Extracted data entries >>

Issue #3418, opened 2026-01-16
Fake client panics when used with a CRD that embedds a struct pointer


zoroyihan:
After upgrading controller-runtime version from v0.21.0 to v0.22.4.
A previously working test that used fakeclient is now panicking.

panic log: 

panic: reflect: call of reflect.Value.Field on ptr Value [recovered]
        panic: reflect: call of reflect.Value.Field on ptr Value

goroutine 89 [running]:
testing.tRunner.func1.2({0x47a9be0, 0xc001197de8})
        /usr/local/go/src/testing/testing.go:1734 +0x22a
testing.tRunner.func1()
        /usr/local/go/src/testing/testing.go:1737 +0x428
panic({0x47a9be0?, 0xc001197de8?})
        /usr/local/go/src/runtime/panic.go:792 +0x136
reflect.Value.Field({0x4838240?, 0xc000dda170?, 0x4838240?}, 0x0)
        /usr/local/go/src/reflect/value.go:1272 +0x197
reflect.Value.FieldByIndex({0x4838240?, 0xc000dda170?, 0x45e3c00?}, {0x51c7d20?, 0x2199b65?, 0x45e3c00?})
        /usr/local/go/src/reflect/value.go:1305 +0x71
sigs.k8s.io/structured-merge-diff/v6/value.(*FieldCacheEntry).GetFrom(0x0?, {0x4cd4980?, 0xc000dda110?, 0x14?})
        ${GOPATH}/pkg/mod/sigs.k8s.io/structured-merge-diff/v6@v6.3.0/value/reflectcache.go:87 +0x6c
sigs.k8s.io/structured-merge-diff/v6/value.eachStructField({0x4cd4980?, 0xc000dda110?, 0xc0010e5a58?}, 0xc0010e5a40)
        ${GOPATH}/pkg/mod/sigs.k8s.io/structured-merge-diff/v6@v6.3.0/value/structreflect.go:118 +0xeb
sigs.k8s.io/structured-merge-diff/v6/value.structReflect.IterateUsing({{0x0, 0x0, {0x4cd4980, 0xc000dda110, 0x199}, 0x1}}, {0x5172610, 0xc001b90a40}, 0xc001b8dee0)
        ${GOPATH}/pkg/mod/sigs.k8s.io/structured-merge-diff/v6@v6.3.0/value/structreflect.go:111 +0xfc
[...]

PR #3431, opened 2026-01-25
:bug: Fix panic when using CRs with embedded pointer structs

alvaroaleman:
This change bumps structured-merge-diff to pick up a fix for it panicing when encountering objects with embedded pointer structs that are nil: https://github.com/kubernetes-sigs/structured-merge-diff/pull/309

This makes us use a newer version of structured-merge-diff than upstream, but for one release that seems okay, especially given that the only usage is in the fake client.

Fixes https://github.com/kubernetes-sigs/controller-runtime/issues/3418
/assign @sbueringer 
/cherrypick release-0.23

### DIFF
--- a/.gomodcheck.yaml
+++ b/.gomodcheck.yaml
@@ -9,6 +9,10 @@ upstreamRefs:
   # k8s.io/utils -> conflicts with k/k deps
 
 excludedModules:
+  # Needs a newer version to fix https://github.com/kubernetes-sigs/controller-runtime/issues/3418
+  # This should not be needed by the time we update to 1.36
+  - sigs.k8s.io/structured-merge-diff/v6
+
   # --- test dependencies:
   - github.com/onsi/ginkgo/v2
   - github.com/onsi/gomega
--- a/examples/scratch-env/go.mod
+++ b/examples/scratch-env/go.mod
@@ -61,7 +61,7 @@ require (
 	k8s.io/utils v0.0.0-20251002143259-bc988d571ff4 // indirect
 	sigs.k8s.io/json v0.0.0-20250730193827-2d320260d730 // indirect
 	sigs.k8s.io/randfill v1.0.0 // indirect
-	sigs.k8s.io/structured-merge-diff/v6 v6.3.0 // indirect
+	sigs.k8s.io/structured-merge-diff/v6 v6.3.2-0.20260122202528-d9cc6641c482 // indirect
 	sigs.k8s.io/yaml v1.6.0 // indirect
 )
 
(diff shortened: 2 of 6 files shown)


sbueringer:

Work order >>
With "github" as the search string, filter the records and return each line that has it.

The answer >>
This change bumps structured-merge-diff to pick up a fix for it panicing when encountering objects with embedded pointer structs that are nil: https://github.com/kubernetes-sigs/structured-merge-diff/pull/309
Fixes https://github.com/kubernetes-sigs/controller-runtime/issues/3418
+  # Needs a newer version to fix https://github.com/kubernetes-sigs/controller-runtime/issues/3418
   - github.com/onsi/ginkgo/v2
   - github.com/onsi/gomega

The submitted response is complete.